### Action item
Identify every line in the records below that contains the word "like", and reproduce each one.

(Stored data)
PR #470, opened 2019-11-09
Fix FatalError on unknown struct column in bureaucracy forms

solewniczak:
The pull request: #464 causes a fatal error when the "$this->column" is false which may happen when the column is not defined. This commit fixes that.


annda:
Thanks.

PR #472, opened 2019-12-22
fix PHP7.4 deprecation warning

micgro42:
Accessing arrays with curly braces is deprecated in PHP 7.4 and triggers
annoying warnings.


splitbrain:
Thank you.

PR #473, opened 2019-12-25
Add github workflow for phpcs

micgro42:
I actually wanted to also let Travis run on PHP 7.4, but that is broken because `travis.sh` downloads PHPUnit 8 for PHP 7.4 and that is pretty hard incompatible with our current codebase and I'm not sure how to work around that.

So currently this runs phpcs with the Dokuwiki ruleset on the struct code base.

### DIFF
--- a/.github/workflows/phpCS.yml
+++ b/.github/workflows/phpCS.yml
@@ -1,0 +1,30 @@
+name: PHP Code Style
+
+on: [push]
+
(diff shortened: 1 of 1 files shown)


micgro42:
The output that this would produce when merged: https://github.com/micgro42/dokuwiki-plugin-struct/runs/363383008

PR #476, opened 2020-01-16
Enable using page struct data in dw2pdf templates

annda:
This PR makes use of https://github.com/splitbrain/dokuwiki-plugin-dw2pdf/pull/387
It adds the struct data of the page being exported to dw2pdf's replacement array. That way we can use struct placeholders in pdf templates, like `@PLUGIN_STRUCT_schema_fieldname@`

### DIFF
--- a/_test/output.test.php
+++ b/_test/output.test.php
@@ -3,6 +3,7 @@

...

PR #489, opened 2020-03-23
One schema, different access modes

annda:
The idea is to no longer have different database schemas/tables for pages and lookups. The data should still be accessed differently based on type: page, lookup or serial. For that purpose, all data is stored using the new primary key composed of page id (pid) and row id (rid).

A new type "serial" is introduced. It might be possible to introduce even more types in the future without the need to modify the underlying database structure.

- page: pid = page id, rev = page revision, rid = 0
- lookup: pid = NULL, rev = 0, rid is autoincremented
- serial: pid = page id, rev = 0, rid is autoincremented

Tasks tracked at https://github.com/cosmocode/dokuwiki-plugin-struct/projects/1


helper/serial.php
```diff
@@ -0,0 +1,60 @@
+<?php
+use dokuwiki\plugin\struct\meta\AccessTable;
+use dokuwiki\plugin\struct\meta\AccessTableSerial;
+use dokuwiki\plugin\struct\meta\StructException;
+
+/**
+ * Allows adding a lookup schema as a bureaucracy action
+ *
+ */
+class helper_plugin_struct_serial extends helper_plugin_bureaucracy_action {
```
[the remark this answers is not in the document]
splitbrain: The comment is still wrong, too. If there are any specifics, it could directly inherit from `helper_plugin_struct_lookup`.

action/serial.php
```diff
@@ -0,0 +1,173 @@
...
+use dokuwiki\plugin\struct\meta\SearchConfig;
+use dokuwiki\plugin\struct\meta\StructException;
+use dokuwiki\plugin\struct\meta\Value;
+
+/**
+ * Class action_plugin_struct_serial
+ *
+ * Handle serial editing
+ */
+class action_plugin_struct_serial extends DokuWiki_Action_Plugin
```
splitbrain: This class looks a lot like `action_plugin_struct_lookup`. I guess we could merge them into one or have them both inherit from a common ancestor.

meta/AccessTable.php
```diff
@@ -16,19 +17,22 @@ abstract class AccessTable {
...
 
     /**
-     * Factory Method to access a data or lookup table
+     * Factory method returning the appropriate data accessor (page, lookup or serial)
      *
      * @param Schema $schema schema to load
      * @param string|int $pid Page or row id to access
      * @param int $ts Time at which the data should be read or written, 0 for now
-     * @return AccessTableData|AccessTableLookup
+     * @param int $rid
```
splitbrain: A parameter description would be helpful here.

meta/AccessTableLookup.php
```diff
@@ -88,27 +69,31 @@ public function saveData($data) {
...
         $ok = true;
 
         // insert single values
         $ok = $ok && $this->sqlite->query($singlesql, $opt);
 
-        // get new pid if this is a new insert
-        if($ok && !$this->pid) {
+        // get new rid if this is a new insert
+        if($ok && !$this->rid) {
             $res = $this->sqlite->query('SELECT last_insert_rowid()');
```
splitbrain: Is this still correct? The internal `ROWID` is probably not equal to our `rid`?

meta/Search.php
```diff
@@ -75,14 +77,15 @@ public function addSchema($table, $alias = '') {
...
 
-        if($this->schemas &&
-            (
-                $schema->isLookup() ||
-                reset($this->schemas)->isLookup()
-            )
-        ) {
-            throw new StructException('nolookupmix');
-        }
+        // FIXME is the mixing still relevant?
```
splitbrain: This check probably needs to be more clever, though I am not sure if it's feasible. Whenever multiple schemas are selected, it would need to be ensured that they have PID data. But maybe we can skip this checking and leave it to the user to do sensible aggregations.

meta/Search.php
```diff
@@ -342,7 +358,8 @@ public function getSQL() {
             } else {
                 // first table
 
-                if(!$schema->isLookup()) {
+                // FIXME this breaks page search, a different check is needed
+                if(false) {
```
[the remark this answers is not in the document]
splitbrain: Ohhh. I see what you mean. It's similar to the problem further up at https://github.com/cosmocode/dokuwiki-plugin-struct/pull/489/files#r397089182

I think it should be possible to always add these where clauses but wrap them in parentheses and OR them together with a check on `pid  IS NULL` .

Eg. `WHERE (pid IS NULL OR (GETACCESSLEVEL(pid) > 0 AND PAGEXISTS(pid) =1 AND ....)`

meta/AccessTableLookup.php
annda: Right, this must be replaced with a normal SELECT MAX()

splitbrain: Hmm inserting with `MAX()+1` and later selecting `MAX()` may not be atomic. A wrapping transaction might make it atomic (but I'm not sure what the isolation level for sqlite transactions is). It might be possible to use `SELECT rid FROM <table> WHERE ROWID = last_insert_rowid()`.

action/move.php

### Solution below
It adds the struct data of the page being exported to dw2pdf's replacement array. That way we can use struct placeholders in pdf templates, like `@PLUGIN_STRUCT_schema_fieldname@`
splitbrain: This class looks a lot like `action_plugin_struct_lookup`. I guess we could merge them into one or have them both inherit from a common ancestor.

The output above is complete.